2(a) Two images taken from the same location, but with an appropriate interval between them. For example, a comet rising in the east at dusk will be setting in the west at dawn – if that’s eight hours later then the Earth will have rotated by one third, and – more importantly – will also have moved one third of one day in its orbit around the Sun.

2(b) Two images from different locations and taken at different times. A brief search among the images posted online suggests that there might already be many candidate images available.

These render as exciting stereoscopic images, but the 3D effect is not genuine.  The geometry of the Earth’s orbit and the Comet’s orbit are artificially realigned in the final presentation to produce a convincing impression of a 3D image, but these should be viewed with caution as the result is not a reliable representation of the comet and its tail or tails.

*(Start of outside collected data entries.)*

PR #314, opened 2026-07-20
fix(#221): tell a rule's auto-accept apart from a person's confirm in the badge

### LINKED ISSUE #221: UI: a rule-accepted fact is indistinguishable from a human-confirmed one
## 문제

`verinote/web/static/app.css:36`:

```css
.badge-confirmed, .badge-accepted { color: var(--ok); border-color: var(--ok); }
```

두 상태가 **한 규칙으로 묶여 있어 화면에서 똑같이 보인다.** 그런데 이 둘은 전혀 다른 사건이다:

| 상태 | 누가 만들었나 | 코드 |
|---|---|---|
| `confirmed` | **사람**이 Accept 버튼을 눌렀다 | `web/app.py:924` — `set_status(id, "confirmed", action="accepted")`, actor 기본값 `human` (`db.py:1066`) |
| `accepted` | **규칙**이 자동 승인했다 | `pipeline/acceptance.py:67-72` — `actor="rule"`, `rule_name="corroborated_no_conflict"` |

`auto_accept_recommendations` (#91 에서 도입, 기본 off)를 켜면 사람 클릭 없이 팩트가 엔진 입력이 된다. 감사 장부를 파는 제품에서 **"누가 이걸 통과시켰는가"가 화면에서 지워지는 것**은 그냥 스타일 문제가 아니다. 리뷰 행은 actor 를 아예 렌더하지 않는다(`partials/fact_row.html` 에 actor/rule_name 참조 없음). 사용자가 볼 수 있는 단서는 `confirmed` / `accepted` 라는 **단어 두 개뿐**이고, 그마저 같은 색·같은 모양이다.

(actor 자체는 provenance 페이지에는 나온다 — `provenance.html:115-122`. 즉 데이터는 있는데 판단 화면에서만 안 보인다.)

## 고칠 방향

- `.badge-accepted` 를 `.badge-confirmed` 에서 분리한다. 같은 ok 톤이되 **글리프를 달리한다**: 사람 승인 `✓`, 규칙 승인 `✓` + 작은 기어(⚙) 첨자.
- 스타일은 **상태 문자열에서만** 파생한다. 하드코딩 클래스나 데모 데이터 지름길 금지.

## 검증

`auto_accept_recommendations` 를 켜고 추출 → 규칙이 승인한 팩트와 사람이 승인한 팩트가 리뷰 큐에서 **다르게** 보일 것.

관련: #91 (자동수용 도입).

SeoyunL:
Closes #221

## What

`confirmed` (a person clicked Accept) and `accepted` (a rule auto-promoted the fact) were styled by a single rule — `.badge-confirmed, .badge-accepted { color: var(--ok); border-color: var(--ok); }` — so the review screen rendered the two identically. The reviewer could not tell which had happened.

`.badge-accepted` is now split out and carries two non-colour channels: `border-style: dashed` and a `::before { content: "⚙" / "" }` glyph. Both badges keep `var(--ok)`. No new tokens, no template change — `badge-{{ f['status'] }}` already emits the two classes separately, so the styling stays derived from the status string.

## Why the two states differ

`confirmed` is written by `accept_fact()` in `verinote/store/db.py`, whose audit-log actor defaults to the human user. `accepted` is written by `auto_accept_fact()` with `actor="rule"` and a `rule_name`. Both are in `ENGINE_STATUSES`, so a rule-promoted fact reasons with exactly the authority of a human-accepted one — which is what makes the visual collapse worth fixing rather than cosmetic.

## Why `.badge-confirmed` gets no glyph

That class is reused as a generic ok chip: `dashboard.html:52` renders "covered" with it and `report.html:12` renders "OK". Stamping an approval mark there would put an accept glyph on text that records no accept decision. The symmetric `✓` the issue sketches belongs with #226's global glyph mapping.

## Not colour alone

#226 is open on verdicts that depend on colour alone, so the load-bearing guard asserts that **the two declaration sets still differ once every colour property is stripped**. A fix that only re-tints one badge is red.

## The guard was defeated twice before it held

This is the part worth reading.

1. **An inert declaration plus a blank glyph passed.** `font-style: normal` (the inherited default, so no visual effect) together with `content: "" / ""` gave **6 passed while the two badges were pixel-identical**. The cause was `assert content` treating the string `'"" / ""'` as truthy — "the property is set" is not "a glyph is drawn". Fixed by splitting the `/ ""` alt half off and asserting the drawn half is non-empty.

2. **A colour hidden in a shorthand slipped through.** `border: 1px solid var(--muted)` changes nothing but the hue, yet was counted as a non-colour difference because stripping only looked at `color` / `border-color` / `background`. Fixed by stripping the shorthands too. Deliberately **not** via `startswith("border")` — that would strip `border-style` as well, gutting the very channel the guard protects.

## Mutation evidence

Each mutant was applied to a `git archive` export, never the worktree.

| Mutant | Change | Result |
|---|---|---|
| A | revert to the one grouped rule, glyph deleted | 4 failed |
| B | difference made colour-only | 3 failed |
| F | inert declaration + blank glyph | 1 failed (was **6 passed** before the fix) |
| G | colour hidden in the `border` shorthand | 3 failed (`..._not_colour_alone` was **green** before the fix) |

All five mutants left the remaining 1228–1231 tests passing, so the new guards are what catch them.

## Verification

`1235 passed`; `ruff check` clean.

## Known limitation

`.badge` (line 88) and `.badge-accepted` (line 100) have equal specificity, so `border-style: dashed` wins on source order alone. Reordering the badge block would silently drop the dashed border and leave only the glyph — and the guard would still be green, because its assertion is a disjunction that the glyph alone satisfies. The practical blast radius is small, but it is a real property of this guard rather than something the tests rule out.

## Follow-up (noted, not filed)

The `_declarations()` helper ignores `@media` nesting, and the same helper is duplicated across `tests/test_term_css.py`, `tests/test_theme.py`, and this file. The light palette already lives inside a media query, so if any of these rules moved into one, all three files would quietly parse `{}` and pass.

### DIFF
--- a/tests/test_badge_actor_css.py
+++ b/tests/test_badge_actor_css.py
@@ -1,0 +1,173 @@
+# SPDX-License-Identifier: MPL-2.0
+"""Regression lock on the accepted-vs-confirmed badge (#221).
+
+`confirmed` and `accepted` are different events: `accept_fact()` records a person's
+call (actor defaults to the user), `auto_accept_fact()` records a rule's
+(`actor="rule"`, with a rule_name). Both land in `ENGINE_STATUSES`, so a
+rule-accepted fact reasons with exactly the authority of a human-accepted one --
+yet app.css styled them with a single shared rule and fact_row.html shows no actor,
+so the review screen gave the reader no way to tell which had happened.
+
+These tests pin the distinction the way #226 demands it be pinned:
+
+1. **The two badges are genuinely different rules**, compared by parsed declaration
+   set rather than "a rule exists" -- two rules with identical bodies would still be
+   the bug.
+2. **The difference is not colour alone.** Colour properties are stripped before the
+   comparison, so "fix" the bug by re-tinting one badge and this stays red. #226 is
+   about verdicts that depend on colour alone; this is the guard that stops #221's
+   fix from reopening it.
+3. **Both stay in the ok tone**, which is what the issue asked for -- the actor is
+   the difference, not the verdict.
+4. **The glyph carries empty alt text**, so it never leaks into a screen reader's
+   reading of the badge (the badge text already says "accepted").
+5. **`.badge-confirmed` carries no glyph.** That class doubles as a generic ok chip
+   ("covered" on the dashboard, "OK" in the report), so an approval mark there would
+   land on text that is not an accept decision at all.
+6. **The template still emits `badge-{{ status }}`**, without which the CSS is dead.
+"""
+
+from __future__ import annotations
+
+import re
+from pathlib import Path
+
+WEB = Path(__file__).resolve().parents[1] / "verinote" / "web"
+CSS_PATH = WEB / "static" / "app.css"
+TEMPLATES = WEB / "templates"
+
+# Properties that carry colour and nothing else. Stripped before the "are they really
+# different" comparison so a colour-only distinction cannot satisfy it.
+COLOUR_PROPERTIES = ("color", "border-color", "background")
+
+
+def _read_css() -> str:
+    return CSS_PATH.read_text(encoding="utf-8")
+
+
+def _strip_comments(css: str) -> str:
+    return re.sub(r"/\*.*?\*/", "", css, flags=re.DOTALL)
+
+
+def _declarations(selector: str, css: str) -> dict[str, str]:
+    """Parsed `property -> value` for the flat rule whose selector is exactly `selector`.
+
+    Returns `{}` when no such rule exists -- so the pre-fix state, where neither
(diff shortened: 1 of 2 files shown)


justinjoy (approved):
검토 결과 blocking issue는 없습니다.

`confirmed`와 `accepted`의 상태 의미 차이를 전역 badge CSS에서 non-colour 채널(dashed border, decorative gear glyph)로 구분하면서 두 상태 모두 ok tone을 유지하는 것을 확인했습니다. `.badge-confirmed`에 glyph를 넣지 않은 것도 dashboard/report의 generic ok chip 재사용 때문에 타당합니다. 새 CSS regression tests와 GitHub CI가 모두 통과했습니다.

Type 2 images also carry the risk that a fast-moving comet will not occupy the same field of view in the left and right frames, so they cannot be presented with the same star background.

Finally, the tail could also change substantially, reducing the impact of the 3D effect.

Type 3: Synthetic 3D images

These are achieved by simply moving the comet from one image to the next in post-processing, creating an entirely synthetic 3D effect. The comet will appear as a 2D image in front of the stars, and the tail will have no depth. I’m not interested in these images.